--- What to work on ---
Within the records below, filter for lines carrying the word "async" and copy them.

══ Extracted entries ══

PR #1825, opened 2024-12-18
[native_assets_builder] Use ` package:file`s `FileSystem` abstraction

mkustermann:
The main motivation for this change is to make `package:native_assets_builder` cleanly usable in flutter tools. Right now flutter tools operates on a `FileSystem` and checks whether `.dart_tool/package_config.json` exists using that `FileSystem` but then reads the file with this packagag's code which uses `dart:io`.

This inconsistency causes issues in flutter tools. Using `package:file` should solve this and would also
allow injecting mocks. To be fully mockable the implementation would also need to make process invocations
mockable via `package:process`. That's a future task.

See also https://github.com/dart-lang/native/issues/90

### DIFF
--- a/pkgs/native_assets_builder/lib/src/dependencies_hash_file/dependencies_hash_file.dart
+++ b/pkgs/native_assets_builder/lib/src/dependencies_hash_file/dependencies_hash_file.dart
@@ -3,19 +3,22 @@
 // BSD-style license that can be found in the LICENSE file.
 
 import 'dart:convert';
-import 'dart:io';
+import 'dart:io' show Platform;
 import 'dart:typed_data';
 
 import 'package:crypto/crypto.dart';
+import 'package:file/file.dart';
 
 import '../utils/file.dart';
 import '../utils/uri.dart';
 
 class DependenciesHashFile {
-  DependenciesHashFile({
+  DependenciesHashFile(
+    this._fileSystem, {
     required this.file,
   });
 
+  final FileSystem _fileSystem;
   final File file;
   FileSystemHashes _hashes = FileSystemHashes();
 
@@ -51,7 +54,7 @@ class DependenciesHashFile {
     Uri? modifiedAfterTimeStamp;
     for (final uri in fileSystemEntities) {
       int hash;
-      if ((await uri.fileSystemEntity.lastModified())
+      if ((await _fileSystem.fileSystemEntity(uri).lastModified(_fileSystem))
           .isAfter(fileSystemValidBeforeLastModified)) {
         hash = _hashLastModifiedAfterCutoff;
         modifiedAfterTimeStamp = uri;
@@ -124,7 +127,7 @@ class DependenciesHashFile {
   }
 
   Future<int> _hashFile(Uri uri) async {
-    final file = File.fromUri(uri);
+    final file = _fileSystem.file(uri);
     if (!await file.exists()) {
       return _hashNotExists;
     }
@@ -132,7 +135,7 @@ class DependenciesHashFile {
   }
 
   Future<int> _hashDirectory(Uri uri) async {
-    final directory = Directory.fromUri(uri);
+    final directory = _fileSystem.directory(uri);
     if (!await directory.exists()) {
       return _hashNotExists;
     }
--- a/pkgs/native_assets_builder/lib/src/dependencies_hash_file/dependencies_hash_file.dart
+++ b/pkgs/native_assets_builder/lib/src/dependencies_hash_file/dependencies_hash_file.dart
@@ -15,16 +15,20 @@ import '../utils/uri.dart';
 class DependenciesHashFile {
   DependenciesHashFile(
     this._fileSystem, {
-    required this.file,
+    required this.fileUri,
   });
 
   final FileSystem _fileSystem;
-  final File file;
+  final Uri fileUri;
   FileSystemHashes _hashes = FileSystemHashes();
 
   List<Uri> get fileSystemEntities => _hashes.files.map((e) => e.path).toList();
 
+  Future<bool> exists() async => await _fileSystem.file(fileUri).exists();
+  Future<void> delete() async => await _fileSystem.file(fileUri).delete();
+
   Future<void> _readFile() async {
+    final file = _fileSystem.file(fileUri);
     if (!await file.exists()) {
       _hashes = FileSystemHashes();
       return;
@@ -75,7 +79,8 @@ class DependenciesHashFile {
     return modifiedAfterTimeStamp;
   }
 
-  Future<void> _persist() => file.writeAsString(json.encode(_hashes.toJson()));
+  Future<void> _persist() =>
+      _fileSystem.file(fileUri).writeAsString(json.encode(_hashes.toJson()));
 
   /// Reads the file with hashes and reports if there is an outdated file,
   /// directory or environment variable.
--- a/pkgs/native_assets_builder/lib/src/locking/locking.dart
+++ b/pkgs/native_assets_builder/lib/src/locking/locking.dart
@@ -10,7 +10,7 @@ import 'package:logging/logging.dart';
 
 Future<T> runUnderDirectoriesLock<T>(
   FileSystem fileSystem,
-  List<Directory> directories,
+  List<Uri> directories,
   Future<T> Function() callback, {
   Duration? timeout,
   Logger? logger,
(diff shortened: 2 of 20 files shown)


pkgs/native_assets_builder/lib/src/dependencies_hash_file/dependencies_hash_file.dart
```diff
@@ -3,19 +3,22 @@
...
 import 'package:crypto/crypto.dart';
+import 'package:file/file.dart';
 
 import '../utils/file.dart';
 import '../utils/uri.dart';
 
 class DependenciesHashFile {
-  DependenciesHashFile({
+  DependenciesHashFile(
+    this._fileSystem, {
```
dcharkes, line 17: `file.fileSystem` already gives access to the file system. So this param is redundant. Either

1. remove the param and the field
2. remove the param, and init the field with `file.fileSystem` or,
3. add an assert that the file system is equal.

pkgs/native_assets_builder/lib/src/locking/locking.dart
```diff
@@ -17,8 +19,10 @@ Future<T> runUnderDirectoriesLock<T>(
     return await callback();
   }
   return await runUnderDirectoryLock(
+    fileSystem,
     directories.first,
```
dcharkes, line 23: Ditto, the directories already should have a file system. Either take the fileSystem from there or add asserts that the file system is equal.

pkgs/native_assets_builder/lib/src/package_layout/package_layout.dart
```diff
@@ -29,26 +30,30 @@ class PackageLayout {
...
     packageConfigUri = packageConfigUri.normalizePath();
     final rootPackageRoot = packageConfigUri.resolve('../');
-    return PackageLayout._(rootPackageRoot, packageConfig, packageConfigUri);
+    return PackageLayout._(
+        fileSystem, rootPackageRoot, packageConfig, packageConfigUri);
   }
 
-  static Future<PackageLayout> fromRootPackageRoot(Uri rootPackageRoot) async {
+  static Future<PackageLayout> fromRootPackageRoot(
+      FileSystem fileSystem, Uri rootPackageRoot) async {
```
dcharkes, line 49: Nit: here and other places, please insert trailing comma to avoid reformatting when we turn the 3.7 formatter on. 🤓  (Otherwise our whole git blame disappears on 3.7 when we turn the formatter on.)

pkgs/native_assets_builder/lib/src/package_layout/package_layout.dart
```diff
@@ -29,26 +30,30 @@ class PackageLayout {
...
     PackageConfig packageConfig,
     Uri packageConfigUri,
   ) {
-    assert(File.fromUri(packageConfigUri).existsSync());
+    assert(fileSystem.file(packageConfigUri).existsSync());
     packageConfigUri = packageConfigUri.normalizePath();
     final rootPackageRoot = packageConfigUri.resolve('../');
-    return PackageLayout._(rootPackageRoot, packageConfig, packageConfigUri);
+    return PackageLayout._(
+        fileSystem, rootPackageRoot, packageConfig, packageConfigUri);
```
dcharkes, line 45: trailing comma

pkgs/native_assets_builder/lib/src/locking/locking.dart
```diff
@@ -56,11 +61,11 @@ Future<T> runUnderDirectoryLock<T>(
   );
 }
 
-File _fileInDir(Directory path, String filename) {
+File _fileInDir(FileSystem fileSystem, Directory path, String filename) {
```
dcharkes, line 64: Use `path.fileSystem` instead, `Directory` already has a file system.

pkgs/native_assets_builder/lib/src/package_layout/package_layout.dart
```diff
@@ -29,26 +30,30 @@ class PackageLayout {
 
   final Uri packageConfigUri;
 
-  PackageLayout._(
-      this.rootPackageRoot, this.packageConfig, this.packageConfigUri);
+  PackageLayout._(this._fileSystem, this.rootPackageRoot, this.packageConfig,
```
dcharkes, line 33: We could consider using `Directory rootPackageRoot` which would encapsulate both the `Uri` and the `_fileSystem`.

pkgs/native_assets_builder/lib/src/package_layout/package_layout.dart
```diff
@@ -29,26 +30,30 @@ class PackageLayout {
...
+      this.packageConfigUri);
 
   factory PackageLayout.fromPackageConfig(
+    FileSystem fileSystem,
     PackageConfig packageConfig,
     Uri packageConfigUri,
```
dcharkes, line 39: Ditto: We could consider using `File packageConfig` which would encapsulate both the `packageConfigUri` and the `fileSystem`.

dcharkes (approved):
Please mention https://github.com/dart-lang/native/issues/90 in the PR description.

Unfortunately, almost of our tests also require process runs, so we can't change any of our tests to use the virtual file system.

Anyway, this is a step in that direction, so LGTM!

There's in more import in pkgs/native_assets_builder/lib/src/utils/run_process.dart which can get a `show xxx` to ensure we don't see any of the `dart:io` File/Directory types anywhere in lib/src.

pkgs/native_assets_builder/lib/src/dependencies_hash_file/dependencies_hash_file.dart
mkustermann: I choose alternative option 4: Encapsulate all operations on the hashes file inside the `DependenciesHashFile` and make outside world only give it `FileSystem` and `Uri` and ask the `DependenciesHashFile` to check for existence, deleting. That seems much cleaner.

pkgs/native_assets_builder/lib/src/locking/locking.dart
mkustermann: Ditto. I think both of those options are somewhat ugly:

* Yes, the `File`/`Directory` *happen to expose* the `FileSystem` but conceptually they maybe shouldn't, as that creates circularity between those classes. The `FileSystem` is a higher-level abstraction than `File`.
* It creates ambiguity: If we pass a `List<Directory>` we implicitly assume they all belong to the same `FileSystem`, this implicit assumption - whether asserted or not - is somewhat ugly.

So a cleaner way is to pass `FileSystem` and `Uri`s around. Then the implementation can ensure it operates on the same file system on all the `Uri`s it's given.

Hope that's ok with you.

pkgs/native_assets_builder/lib/src/package_layout/package_layout.dart
mkustermann: Done.

pkgs/native_assets_builder/lib/src/package_layout/package_layout.dart
mkustermann: Done.

pkgs/native_assets_builder/lib/src/locking/locking.dart
mkustermann: Using `FileSystem` and `Uri` instead.

mkustermann: Done.

pkgs/native_assets_builder/lib/src/package_layout/package_layout.dart
mkustermann: See my earlier comment. I think it's cleaner if public APIs receive a `FileSystem` and `Uri`s instead of receiving `File` / `Directory` objects that we
a) extract the higher-level `FileSystem` out of
b) create assumptions in the code base that all `Directory` and `File`s we get are from same `FileSystem`

mkustermann:
> Please mention https://github.com/dart-lang/native/issues/90 in the PR description.

Done.

> Unfortunately, almost of our tests also require process runs, so we can't change any of our tests to use the virtual file system.
> Anyway, this is a step in that direction, so LGTM!

One step at a time.

> There's in more import in pkgs/native_assets_builder/lib/src/utils/run_process.dart which can get a show xxx to ensure we don't see any of the dart:io File/Directory types anywhere in lib/src.>

Done.

pkgs/native_assets_builder/lib/src/locking/locking.dart
dcharkes: > So a cleaner way is to pass `FileSystem` and `Uri`s around. Then the implementation can ensure it operates on the same file system on all the `Uri`s it's given.

SGTM

dcharkes:
Thanks @mkustermann !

═══

--- Solution for this exercise ---
   Future<int> _hashFile(Uri uri) async {
   Future<int> _hashDirectory(Uri uri) async {
+  Future<bool> exists() async => await _fileSystem.file(fileUri).exists();
+  Future<void> delete() async => await _fileSystem.file(fileUri).delete();
   Future<void> _readFile() async {
-  static Future<PackageLayout> fromRootPackageRoot(Uri rootPackageRoot) async {
+      FileSystem fileSystem, Uri rootPackageRoot) async {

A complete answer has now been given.